The Prosperity Gospel And The Subprime Collapse

If you haven't read it yet, Hanna Rosin's article on the connection between degenerate Christianism and America's crisis of private debt is well worth a look:

Among mainstream, nondenominational megachurches, where much of American religious life takes place, “prosperity is proliferating” rapidly, says Kate Bowler, a doctoral candidate at Duke University and an expert in the gospel. Few, if any, of these churches have prosperity in their title or mission statement, but Bowler has analyzed their sermons and teachings. Of the nation’s 12 largest churches, she says, three are prosperity—Osteen’s, which dwarfs all the other megachurches; Tommy Barnett’s, in Phoenix; and T. D. Jakes’s, in Dallas. In second-tier churches—those with about 5,000 members—the prosperity gospel dominates.

Overall, Bowler classifies 50 of the largest 260 churches in the U.S. as prosperity. The doctrine has become popular with Americans of every background and ethnicity; overall, Pew found that 66 percent of all Pentecostals and 43 percent of “other Christians”—a category comprising roughly half of all respondents—believe that wealth will be granted to the faithful. It’s an upbeat theology, argues Barbara Ehrenreich in her new book, Bright-Sided, that has much in common with the kind of “positive thinking” that has come to dominate America’s boardrooms and, indeed, its entire culture.

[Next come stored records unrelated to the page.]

PR #388, opened 2022-04-27
Edit: Add full hooks API reference for integrations

bholmesdev:
**Motivation:** Hackathon participants were confused how integrations should be built. This PR introduces detailed docs and examples for each API hook!

### DIFF
--- a/src/pages/en/reference/integrations-reference.md
+++ b/src/pages/en/reference/integrations-reference.md
@@ -43,9 +43,8 @@ interface AstroIntegration {
 
 ### astro:config:setup
 
-**When it's run:** on initialization, before either the [Vite](https://vitejs.dev/config/) or [Astro config](/en/reference/configuration-reference/) have resolved.
-
-**Use case:** for extending the project config. This includes updating the [Astro config](/en/reference/configuration-reference/), applying [Vite plugins](https://vitejs.dev/guide/api-plugin.html), adding component renderers, and injecting scripts onto the page.
+**When:** On initialization, before either the [Vite](https://vitejs.dev/config/) or [Astro config](/en/reference/configuration-reference/) have resolved.    
+**Why:** To extend the project config. This inludes updating the [Astro config](/en/reference/configuration-reference/), applying [Vite plugins](https://vitejs.dev/guide/api-plugin.html), adding component renderers, and injecting scripts onto the page.
 
 #### "config" option
 
@@ -100,18 +99,17 @@ A callback function to add a component framework renderer (i.e. React, Vue, Svel
 
 A callback function to inject a string of JavaScript content onto every page.
 
-The **`stage`** denotes how this script (the `content`) should be inserted. Some stages are inserted purely, while others are picked up by Vite:
+The **`stage`** denotes how this script (the `content`) should be inserted. Some stages allow inserting scripts without modification, while others allow optimization during [Vite's bundling step](https://vitejs.dev/guide/build.html):
 
-- `"before-hydration"`: Imported client-side, before the hydration script runs. Processed & resolved by Vite.
-- `"head-inline"`: Injected into a script tag in the `<head>` of every page. Not processed or resolved by Vite.
-- `"page"`: Injected into the JavaScript bundle of every page. Processed & resolved by Vite.
-- `"page-ssr"`: Injected into the frontmatter of every Astro page. Processed & resolved by Vite.
+- `"head-inline"`: Injected into a script tag in the `<head>` of every page. **Not** optimized or resolved by Vite.
+- `"before-hydration"`: Imported client-side, before the hydration script runs. Optimized and resolved by Vite.
+- `"page"`: Injected into the JavaScript bundle of every page. Optimized and resolved by Vite.
+- `"page-ssr"`: Injected into the frontmatter of every Astro page. Optimized and resolved by Vite.
 
 ### astro:config:done
 
-**When it's run:** after the Astro config has resolved and other integrations have run their `astro:config:setup` hooks.
-
-**Use case:** to retrieve the final config for use in other hooks.
+**When:** After the Astro config has resolved and other integrations have run their `astro:config:setup` hooks.  
+**Why:** To retrieve the final config for use in other hooks.
 
 #### "config" option
 
@@ -121,9 +119,8 @@ A read-only copy of the user-supplied [Astro config](/en/reference/configuration
 
 ### astro:server:setup
 
-**When it's run:** just after the Vite server is created in "dev" or "preview" mode, but before the `listen()` event is fired. [See Vite's createServer API](https://vitejs.dev/guide/api-javascript.html#createserver) for more.
-
-**Use case:** to update Vite server options and middleware.
+**When:** Just after the Vite server is created in "dev" or "preview" mode, but before the `listen()` event is fired. [See Vite's createServer API](https://vitejs.dev/guide/api-javascript.html#createserver) for more.  
+**Why:** To update Vite server options and middleware.
 
 #### "server" option
 
@@ -146,9 +143,8 @@ import
 
 ### astro:server:start
 
-**When it's run:** after the server's `listen()` event has fired.
-
-**Use case:** to intercept network requests at the specified address. If you intend to use this address for middleware, consider using `astro:server:setup` instead.
+**When:** Just after the server's `listen()` event has fired.  
+**Why:** To intercept network requests at the specified address. If you intend to use this address for middleware, consider using `astro:server:setup` instead.
 
 #### "address" option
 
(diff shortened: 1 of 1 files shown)


src/pages/en/reference/integrations-reference.md
```diff
@@ -40,30 +39,159 @@ interface AstroIntegration {
...
+
+**When it's run:** just after the Vite server is created in "dev" or "preview" mode, but before the `listen()` event is fired. [See Vite's createServer API](https://vitejs.dev/guide/api-javascript.html#createserver) for more.
+
+**Use case:** to update Vite server options and middleware.
+
+#### "server" option
+
+**Type:** [`ViteDevServer`](https://vitejs.dev/guide/api-javascript.html#vitedevserver)
+
+An mutate-able instance of the Vite server used in "dev" and "preview" mode. For instance, this is [used by our Partytown integration](https://github.com/withastro/astro/tree/main/packages/integrations/partytown) to inject the Partytown server as middleware:
```
sarah11918, line 132: Up to you if you prefer the easy-on-the eyes mutate-able over mutatable, but either way, it'll be "A" one of those.

src/pages/en/reference/integrations-reference.md
```diff
@@ -40,30 +39,159 @@ interface AstroIntegration {
...
+
+```js
+'astro:server:setup': ({ server }) => {
+  server.middlewares.use(
+    sirv(partytownLibDirectory, {
```
sarah11918, line 137: just checking: serv?

src/pages/en/reference/integrations-reference.md
```diff
@@ -40,30 +39,159 @@ interface AstroIntegration {
...
-
-<!-- TODO: Detailed Hooks Reference
-
 ## Hooks
 
 ### astro:config:setup
+
+**When it's run:** on initialization, before either the Vite or Astro config have resolved.
+
+**Use case:** for extending the project config. This includes updating the Astro config, applying Vite plugins, adding component renderers, and injecting scripts or HTML elements onto the page.
```
roblevintennis, line 48: [Vite plugins](https://vitejs.dev/guide/api-plugin.html)

src/pages/en/reference/integrations-reference.md
```diff
@@ -40,30 +39,159 @@ interface AstroIntegration {
...
+- `clientEntrypoint` - path to a file that executes on the client whenever your component is used. This is mainly for rendering or hydrating your component with JS.
+- `serverEntrypoint` - path to a file that executes during server-side requests or static builds whenever your component is used. These should render components to static markup, with hooks for hydration where applicable. [React's `renderToString` callback](https://reactjs.org/docs/react-dom-server.html#rendertostring) is a classic example.
+
+#### "injectScript" option
+
+**Type:** `(stage: InjectedScriptStage, content: string) => void;`
+
+A callback function to inject a string of JavaScript content onto every page.
+
+The **`stage`** denotes how this script (the `content`) should be inserted. Some stages are inserted purely, while others are picked up by Vite:
```
roblevintennis, line 103: Overall, this doc update is really fantastic!

I seem to get a bit hung up on some of the Vite specific stuff and I could be wrong but there's some assumed background knowledge there. I don't think you need to increase the scope to this doc, but linking to Vite resources to help get any prereq knowledge may be helpful.

> while others are picked up by Vite

What's the significance of this. Probably dumb question for those w/more understanding of Vite, but this is an example from this noob ;-)

src/pages/en/reference/integrations-reference.md
```diff
@@ -40,30 +39,159 @@ interface AstroIntegration {
...
+
+- `"before-hydration"`: Imported client-side, before the hydration script runs. Processed & resolved by Vite.
+- `"head-inline"`: Injected into a script tag in the `<head>` of every page. Not processed or resolved by Vite.
+- `"page"`: Injected into the JavaScript bundle of every page. Processed & resolved by Vite.
+- `"page-ssr"`: Injected into the frontmatter of every Astro page. Processed & resolved by Vite.
```
aFuzzyBear, line 108: Could I ask for a bit of clarity around this; `page-ssr` this inject code directly into every `src/page/**/*.astro` file's frontmatter section, if so does it add to the head or the tail of the block?

src/pages/en/reference/integrations-reference.md
aFuzzyBear: Mutateable would be better here

src/pages/en/reference/integrations-reference.md
```diff
@@ -40,30 +39,159 @@ interface AstroIntegration {
...
+
+**When it's run:** when the dev server is closed.
+
+**Use case:** to run any cleanup events you may trigger during the `astro:server:setup` or `astro:server:start` hooks.
+
 ### astro:build:start
+
+**When it's run:** after the `astro:config:done` event, but before the production build begins.
+
+**Use case:** to setup any global objects or clients you may need during a production build. This can also extend build configuration options in the [experimental adapter API](/en/reference/adapter-reference/).
```
aFuzzyBear, line 167:
```suggestion
**Use case:** To setup global objects or clients which maybe needed during a production build. This can also extend the build configuration options in the [experimental adapter API](/en/reference/adapter-reference/).
```

aFuzzyBear (commented):
Much needed, a great improvement on the API, thanks ben this would really help alot of folk out,

roblevintennis:
It also occurs to me that a nice follow up to this PR would be an example of settings up a dev env for local testing of said integration. For example, should I create a `/integration_test` that's a literal astro project? Then do I do `npm pack` and point to that tarball?  Where exactly should the integration files go and what are the conventions there?

src/pages/en/reference/integrations-reference.md
bholmesdev: `mutable` wins, my college education loses!

src/pages/en/reference/integrations-reference.md
bholmesdev: I can throw the `sirv` import at the top of the example for clarity, but I assumed it was a non-important detail 🤷

bholmesdev: Update: changing `sirv` to `partytownServer` to avoid confusion 👍

src/pages/en/reference/integrations-reference.md
bholmesdev: Asking the team about this! I felt pretty uneasy writing this section, because I honestly don't know which I would choose and when. Definitely re-drafting and adding example use cases 👍

FredKSchott:
This is great! The only big feedback that I'd have is to add an example below each hook that just shows all of the options, so that the reader understands what `“config” option` means. 
Example:

```
## astro:config:setup

When it’s run: ...
Use case: ...

'''
'astro:config:setup': ({ 
  config,
  command,
  updateConfig,
  addRenderer,
  injectScript,
}) => {
  // ...
},
'''
```

Open to other ideas here as well, as long as it solves the "what does `“config” option` mean?" problem.

src/pages/en/reference/integrations-reference.md
```diff
@@ -40,30 +39,161 @@ interface AstroIntegration {
...
 ```
 
-
-<!-- TODO: Detailed Hooks Reference
-
 ## Hooks
 
 ### astro:config:setup
+
+**When it's run:** on initialization, before either the [Vite](https://vitejs.dev/config/) or [Astro config](/en/reference/configuration-reference/) have resolved.
```
FredKSchott, line 46: Nit: can you follow the format that we use on https://deploy-preview-388--astro-docs-2.netlify.app/en/reference/configuration-reference/

```diff
- **When it's run:** ...
- 
- **Use case:** ...
+ **When it's run:** ...  (note: 2 spaces at the end for a newline)
+ **Use case:** ...
```

Also, "When it's run" and "Use case" are almost in two different voices. Stylistically, I like to shorten these so that they are easier for the readers brain to "key" to when scanning the page. Example:



 
```md
**Lifecycle:** ... (alt: "Stage")
**Purpose:** ...
```

Finally, it could be interesting to do something like what Rollup does with their hooks docs (ex: https://rollupjs.org/guide/en/#buildend). This "type" item would actually also solve my comment I made about wanting to see an example with all of the options so that users knew what "config" option was referring to:

```
Type: `({config, command, updateConfig, addRenderer, injectScript}) => void`
Previous Hook: None
Next Hook: `astro:config:done` (clickable link to it)
```

src/pages/en/reference/integrations-reference.md
FredKSchott: Yea, agreed that these two sound the same here. Here's how I'd write them, @aFuzzyBear lmk if this is more clear:

```
- `"page"`: Similar to `head-inline`, except that the injected snippet is handled by Vite and bundled with any other `<script>` tags defined inside of Astro components on the page. The script will be loaded with a `<script type="module">` in the final page output.
- `"page-ssr"`: Injected into the frontmatter of every Astro page component. This is not commonly used, however it can be useful for injecting a CSS `import` into every page via its frontmatter.
```

src/pages/en/reference/integrations-reference.md
bholmesdev: I tried lifecycle but it didn't make the most sense in context. I landed on simply "when" and "why!"

src/pages/en/reference/integrations-reference.md
aFuzzyBear: That is indeed alot clearer thank you guys 💚

Holben888: Makes sense to me too!

src/pages/en/reference/integrations-reference.md
bholmesdev: Totally understand! I updated this to say:

> The **`stage`** denotes how this script (the `content`) should be inserted. Some stages allow inserting scripts without modification, while others allow optimization during [Vite's bundling step](https://vitejs.dev/guide/build.html)

Let me know if this helps!

aFuzzyBear (commented):
Its nae mare skewwhiff

bholmesdev:
@roblevintennis Don't wanna lose your detailed suggestion! I'd suggest moving this [to a docs issue](https://github.com/withastro/docs/issues/new) so we can follow-up here. I'll look into this myself for some best practices with `pnpm` 😁

src/pages/en/reference/integrations-reference.md
```diff
@@ -40,30 +39,206 @@ interface AstroIntegration {
...
+
+**Type**: `AstroConfig`
+
+A read-only copy of the user-supplied [Astro config](/en/reference/configuration-reference/). This is resolved _before_ any other integrations have run. If you need a copy of the config after all integrations have completed their config updates, [see the `astro:config:done` hook](#astroconfigdone).
+
+#### "command" option
+
+**Type:** `'dev' / 'build'`
+
+- `dev` - project was executed with `astro dev` or `astro preview`
```
aFuzzyBear, line 71:
```suggestion
- `dev` - Project's executed with `astro dev` or `astro preview`
```

src/pages/en/reference/integrations-reference.md
```diff
@@ -40,30 +39,206 @@ interface AstroIntegration {
...
+- `build` - project was executed with `astro build`
+
+#### "updateConfig" option
+
+**Type:** `(newConfig: Record<string, any>) => void;`
+
+A callback function to update the user-supplied [Astro config](/en/reference/configuration-reference/). Any config you provide **will be merged with the user config + other integration config updates,** so you are free to omit keys!
```
aFuzzyBear, line 78:
```suggestion
Callback function to update the user-supplied [Astro config](/en/reference/configuration-reference/). Any configurations you provide **will be merged with the user config + other integration config updates,** so you are free to omit keys! 
```

aFuzzyBear (commented):
If possible could we get this merged before Close of Play?

FredKSchott (approved):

It's staggering really that modern American Christianism supports wealth while Jesus demanded total poverty, fetishizes family while Jesus left his and urged his followers to abandon wives, husbands and children, champions politics while Jesus said his kingdom was emphatically not of this world, defends religious war where Jesus sought always peace, and backs torture, which is what the Romans did to Jesus.

At some point these charlatans need to be chased out of the temple. Which these days means the Republican party.